Aim of the task:
Find every line in the records below that holds the word "spamWithMessages", and copy each one.
[Dataset content Boundary: Start]
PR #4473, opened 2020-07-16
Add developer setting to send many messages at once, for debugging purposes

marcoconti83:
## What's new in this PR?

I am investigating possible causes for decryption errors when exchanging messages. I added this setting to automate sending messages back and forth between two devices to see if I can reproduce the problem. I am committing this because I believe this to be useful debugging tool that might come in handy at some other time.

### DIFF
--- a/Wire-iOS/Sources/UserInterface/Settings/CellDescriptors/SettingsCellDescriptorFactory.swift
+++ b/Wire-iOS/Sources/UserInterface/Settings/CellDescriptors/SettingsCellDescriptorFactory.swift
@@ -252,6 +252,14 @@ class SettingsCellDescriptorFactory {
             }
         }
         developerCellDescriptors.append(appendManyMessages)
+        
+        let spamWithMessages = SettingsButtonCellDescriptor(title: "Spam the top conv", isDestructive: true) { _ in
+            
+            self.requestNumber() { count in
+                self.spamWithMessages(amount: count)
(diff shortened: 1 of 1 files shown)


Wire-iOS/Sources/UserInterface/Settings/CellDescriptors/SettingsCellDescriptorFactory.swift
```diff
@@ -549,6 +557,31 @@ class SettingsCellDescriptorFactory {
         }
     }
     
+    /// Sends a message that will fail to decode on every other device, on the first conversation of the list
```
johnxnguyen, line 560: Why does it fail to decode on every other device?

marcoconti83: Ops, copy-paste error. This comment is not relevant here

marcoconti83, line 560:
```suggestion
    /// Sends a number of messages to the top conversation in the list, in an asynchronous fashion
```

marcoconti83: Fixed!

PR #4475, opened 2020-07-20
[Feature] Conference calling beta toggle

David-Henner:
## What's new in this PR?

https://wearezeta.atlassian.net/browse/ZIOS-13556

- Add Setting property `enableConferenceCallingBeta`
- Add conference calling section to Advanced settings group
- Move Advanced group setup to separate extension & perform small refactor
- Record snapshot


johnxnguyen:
[Dataset content Boundary: End]
Solution for this problem:
+        let spamWithMessages = SettingsButtonCellDescriptor(title: "Spam the top conv", isDestructive: true) { _ in
+                self.spamWithMessages(amount: count)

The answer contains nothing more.